#### [TASK OBJECTIVE]
Identify, in the records below, every line where the string "schedule" appears, and copy each such line.
━━━━━ INFORMATION GIVEN
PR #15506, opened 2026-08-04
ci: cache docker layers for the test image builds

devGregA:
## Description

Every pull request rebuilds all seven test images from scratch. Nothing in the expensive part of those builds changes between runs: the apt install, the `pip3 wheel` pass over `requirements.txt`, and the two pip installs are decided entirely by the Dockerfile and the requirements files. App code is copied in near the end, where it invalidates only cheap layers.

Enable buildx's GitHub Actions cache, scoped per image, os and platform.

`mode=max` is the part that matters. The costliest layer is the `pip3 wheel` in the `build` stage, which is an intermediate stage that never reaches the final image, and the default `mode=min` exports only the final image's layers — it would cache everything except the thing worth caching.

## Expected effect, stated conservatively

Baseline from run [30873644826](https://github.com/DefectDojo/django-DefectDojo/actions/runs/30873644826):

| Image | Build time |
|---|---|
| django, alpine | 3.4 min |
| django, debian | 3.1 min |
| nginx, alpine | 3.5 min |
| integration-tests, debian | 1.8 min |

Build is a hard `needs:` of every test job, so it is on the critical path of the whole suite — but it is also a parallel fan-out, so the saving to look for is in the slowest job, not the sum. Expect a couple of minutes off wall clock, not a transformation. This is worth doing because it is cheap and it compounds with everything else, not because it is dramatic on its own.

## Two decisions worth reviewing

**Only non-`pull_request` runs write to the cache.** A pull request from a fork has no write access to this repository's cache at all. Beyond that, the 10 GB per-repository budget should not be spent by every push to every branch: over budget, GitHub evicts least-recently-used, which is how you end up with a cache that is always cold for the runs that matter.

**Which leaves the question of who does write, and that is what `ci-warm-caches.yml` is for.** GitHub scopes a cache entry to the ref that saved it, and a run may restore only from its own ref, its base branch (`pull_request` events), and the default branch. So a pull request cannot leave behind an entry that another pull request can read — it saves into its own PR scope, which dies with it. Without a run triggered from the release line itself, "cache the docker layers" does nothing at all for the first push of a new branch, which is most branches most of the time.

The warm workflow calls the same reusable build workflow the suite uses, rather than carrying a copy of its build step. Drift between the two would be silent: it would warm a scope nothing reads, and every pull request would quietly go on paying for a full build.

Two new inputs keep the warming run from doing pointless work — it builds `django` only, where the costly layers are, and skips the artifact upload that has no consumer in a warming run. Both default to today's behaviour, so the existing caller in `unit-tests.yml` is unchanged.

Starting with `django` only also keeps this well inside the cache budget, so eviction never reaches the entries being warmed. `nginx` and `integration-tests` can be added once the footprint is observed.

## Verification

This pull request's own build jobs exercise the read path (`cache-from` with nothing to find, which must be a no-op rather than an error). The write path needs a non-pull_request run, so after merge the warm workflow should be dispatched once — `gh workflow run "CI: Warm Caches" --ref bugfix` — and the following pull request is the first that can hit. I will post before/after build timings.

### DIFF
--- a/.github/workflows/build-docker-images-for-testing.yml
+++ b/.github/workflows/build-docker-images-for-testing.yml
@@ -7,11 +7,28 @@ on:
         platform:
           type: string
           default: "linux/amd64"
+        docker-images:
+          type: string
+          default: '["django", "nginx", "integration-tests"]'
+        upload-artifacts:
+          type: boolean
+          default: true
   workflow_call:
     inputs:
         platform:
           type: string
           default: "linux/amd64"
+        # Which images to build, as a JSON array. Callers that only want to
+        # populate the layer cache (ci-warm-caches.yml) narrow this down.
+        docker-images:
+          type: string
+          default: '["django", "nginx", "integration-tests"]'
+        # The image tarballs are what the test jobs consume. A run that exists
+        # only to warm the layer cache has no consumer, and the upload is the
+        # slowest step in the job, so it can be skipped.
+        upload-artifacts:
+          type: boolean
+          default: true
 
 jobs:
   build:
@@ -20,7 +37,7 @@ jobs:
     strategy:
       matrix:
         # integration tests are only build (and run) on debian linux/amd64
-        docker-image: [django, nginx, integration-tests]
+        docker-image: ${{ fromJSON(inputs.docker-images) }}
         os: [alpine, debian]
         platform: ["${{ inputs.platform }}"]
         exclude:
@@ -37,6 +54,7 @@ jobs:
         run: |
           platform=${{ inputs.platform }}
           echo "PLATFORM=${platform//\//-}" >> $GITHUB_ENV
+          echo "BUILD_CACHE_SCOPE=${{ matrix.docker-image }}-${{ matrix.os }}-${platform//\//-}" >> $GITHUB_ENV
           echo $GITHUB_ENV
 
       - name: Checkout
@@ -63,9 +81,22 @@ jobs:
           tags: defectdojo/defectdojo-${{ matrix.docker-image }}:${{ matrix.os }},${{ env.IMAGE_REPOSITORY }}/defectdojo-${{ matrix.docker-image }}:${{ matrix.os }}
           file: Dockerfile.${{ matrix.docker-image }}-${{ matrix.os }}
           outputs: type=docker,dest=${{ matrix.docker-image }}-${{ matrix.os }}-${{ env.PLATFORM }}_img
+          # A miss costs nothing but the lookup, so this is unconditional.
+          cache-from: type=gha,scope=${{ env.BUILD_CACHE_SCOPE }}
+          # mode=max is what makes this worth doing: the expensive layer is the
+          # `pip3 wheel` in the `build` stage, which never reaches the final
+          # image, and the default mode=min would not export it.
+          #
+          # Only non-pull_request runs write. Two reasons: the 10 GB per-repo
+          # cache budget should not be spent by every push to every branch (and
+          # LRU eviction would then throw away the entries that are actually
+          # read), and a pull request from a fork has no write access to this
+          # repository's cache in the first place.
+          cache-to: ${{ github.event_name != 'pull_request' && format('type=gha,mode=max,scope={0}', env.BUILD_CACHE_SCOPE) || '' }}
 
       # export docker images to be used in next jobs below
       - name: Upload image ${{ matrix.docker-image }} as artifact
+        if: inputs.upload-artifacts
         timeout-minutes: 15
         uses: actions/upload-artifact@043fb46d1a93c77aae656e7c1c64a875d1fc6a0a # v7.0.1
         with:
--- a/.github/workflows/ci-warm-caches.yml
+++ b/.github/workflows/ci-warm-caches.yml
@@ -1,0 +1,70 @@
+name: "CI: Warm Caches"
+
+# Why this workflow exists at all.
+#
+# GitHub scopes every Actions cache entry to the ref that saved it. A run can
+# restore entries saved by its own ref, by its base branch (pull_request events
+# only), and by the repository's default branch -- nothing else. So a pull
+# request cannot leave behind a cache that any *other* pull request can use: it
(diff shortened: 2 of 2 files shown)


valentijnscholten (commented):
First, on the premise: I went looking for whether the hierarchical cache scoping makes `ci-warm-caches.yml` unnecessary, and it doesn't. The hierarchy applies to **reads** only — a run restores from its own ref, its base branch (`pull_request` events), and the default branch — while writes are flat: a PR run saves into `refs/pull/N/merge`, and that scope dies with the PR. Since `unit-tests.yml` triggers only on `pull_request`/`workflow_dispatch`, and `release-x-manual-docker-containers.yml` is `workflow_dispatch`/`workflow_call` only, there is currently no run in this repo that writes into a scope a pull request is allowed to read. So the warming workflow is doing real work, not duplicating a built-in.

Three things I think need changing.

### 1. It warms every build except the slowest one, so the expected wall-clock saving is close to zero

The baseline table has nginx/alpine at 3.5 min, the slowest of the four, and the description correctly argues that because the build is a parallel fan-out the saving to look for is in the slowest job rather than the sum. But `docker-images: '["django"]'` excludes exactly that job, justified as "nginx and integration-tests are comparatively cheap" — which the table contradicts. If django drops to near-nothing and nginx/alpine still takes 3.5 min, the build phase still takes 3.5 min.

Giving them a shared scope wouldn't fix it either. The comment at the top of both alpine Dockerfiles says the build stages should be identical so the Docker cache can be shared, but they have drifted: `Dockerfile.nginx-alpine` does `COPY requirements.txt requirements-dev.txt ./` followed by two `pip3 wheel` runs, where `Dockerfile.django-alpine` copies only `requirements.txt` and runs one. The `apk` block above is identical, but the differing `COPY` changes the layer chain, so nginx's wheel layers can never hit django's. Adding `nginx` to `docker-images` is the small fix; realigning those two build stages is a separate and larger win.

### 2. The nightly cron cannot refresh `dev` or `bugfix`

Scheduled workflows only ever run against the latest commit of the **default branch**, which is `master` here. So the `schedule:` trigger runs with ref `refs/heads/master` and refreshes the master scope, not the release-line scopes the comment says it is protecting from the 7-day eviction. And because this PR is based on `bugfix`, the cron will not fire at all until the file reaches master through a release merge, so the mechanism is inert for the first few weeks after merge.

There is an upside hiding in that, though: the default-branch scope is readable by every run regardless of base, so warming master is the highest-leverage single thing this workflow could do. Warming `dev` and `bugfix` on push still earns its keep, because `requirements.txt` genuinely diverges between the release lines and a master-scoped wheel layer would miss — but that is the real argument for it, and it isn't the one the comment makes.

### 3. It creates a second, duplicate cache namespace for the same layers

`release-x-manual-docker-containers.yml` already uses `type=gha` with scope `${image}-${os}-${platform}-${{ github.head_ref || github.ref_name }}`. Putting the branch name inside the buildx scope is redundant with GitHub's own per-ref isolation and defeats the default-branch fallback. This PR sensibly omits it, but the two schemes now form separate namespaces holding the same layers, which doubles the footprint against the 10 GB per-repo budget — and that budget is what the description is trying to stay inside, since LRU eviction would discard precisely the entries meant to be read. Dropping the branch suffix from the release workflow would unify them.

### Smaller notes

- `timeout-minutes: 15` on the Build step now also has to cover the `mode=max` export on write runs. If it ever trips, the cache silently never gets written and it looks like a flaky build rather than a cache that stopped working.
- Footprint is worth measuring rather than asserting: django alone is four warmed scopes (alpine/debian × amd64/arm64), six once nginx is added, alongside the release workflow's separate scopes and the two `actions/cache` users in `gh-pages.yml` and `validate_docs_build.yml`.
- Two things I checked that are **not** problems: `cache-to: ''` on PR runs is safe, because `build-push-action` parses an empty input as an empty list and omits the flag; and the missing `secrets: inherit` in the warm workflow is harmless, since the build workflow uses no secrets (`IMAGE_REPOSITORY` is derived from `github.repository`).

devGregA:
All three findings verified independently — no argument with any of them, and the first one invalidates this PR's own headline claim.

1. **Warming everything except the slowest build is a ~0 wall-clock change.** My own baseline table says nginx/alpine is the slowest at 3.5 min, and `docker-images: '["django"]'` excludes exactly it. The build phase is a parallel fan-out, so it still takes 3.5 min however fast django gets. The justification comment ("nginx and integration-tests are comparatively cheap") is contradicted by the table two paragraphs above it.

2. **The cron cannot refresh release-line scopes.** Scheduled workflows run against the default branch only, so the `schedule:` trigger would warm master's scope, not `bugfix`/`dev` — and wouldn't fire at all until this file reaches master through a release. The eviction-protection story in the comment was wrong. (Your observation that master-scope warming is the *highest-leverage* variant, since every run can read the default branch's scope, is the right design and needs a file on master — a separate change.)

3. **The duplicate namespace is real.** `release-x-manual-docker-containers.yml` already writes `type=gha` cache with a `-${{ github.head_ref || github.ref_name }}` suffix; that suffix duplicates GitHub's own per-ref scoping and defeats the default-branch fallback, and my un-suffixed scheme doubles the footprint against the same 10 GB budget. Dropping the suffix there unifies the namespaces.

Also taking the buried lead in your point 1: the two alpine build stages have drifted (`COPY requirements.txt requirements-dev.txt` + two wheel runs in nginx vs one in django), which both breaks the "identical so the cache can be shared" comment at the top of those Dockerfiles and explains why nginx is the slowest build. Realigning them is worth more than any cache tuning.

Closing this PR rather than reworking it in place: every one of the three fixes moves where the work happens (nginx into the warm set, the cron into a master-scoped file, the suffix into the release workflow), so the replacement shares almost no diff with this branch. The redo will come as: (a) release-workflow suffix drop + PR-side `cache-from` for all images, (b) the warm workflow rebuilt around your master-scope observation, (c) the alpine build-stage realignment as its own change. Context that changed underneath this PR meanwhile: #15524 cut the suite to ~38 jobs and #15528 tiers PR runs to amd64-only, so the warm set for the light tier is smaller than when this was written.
━━━━━━━━━━
#### [SOLUTION TO THE PROBLEM]
Scheduled workflows only ever run against the latest commit of the **default branch**, which is `master` here. So the `schedule:` trigger runs with ref `refs/heads/master` and refreshes the master scope, not the release-line scopes the comment says it is protecting from the 7-day eviction. And because this PR is based on `bugfix`, the cron will not fire at all until the file reaches master through a release merge, so the mechanism is inert for the first few weeks after merge.
2. **The cron cannot refresh release-line scopes.** Scheduled workflows run against the default branch only, so the `schedule:` trigger would warm master's scope, not `bugfix`/`dev` — and wouldn't fire at all until this file reaches master through a release. The eviction-protection story in the comment was wrong. (Your observation that master-scope warming is the *highest-leverage* variant, since every run can read the default branch's scope, is the right design and needs a file on master — a separate change.)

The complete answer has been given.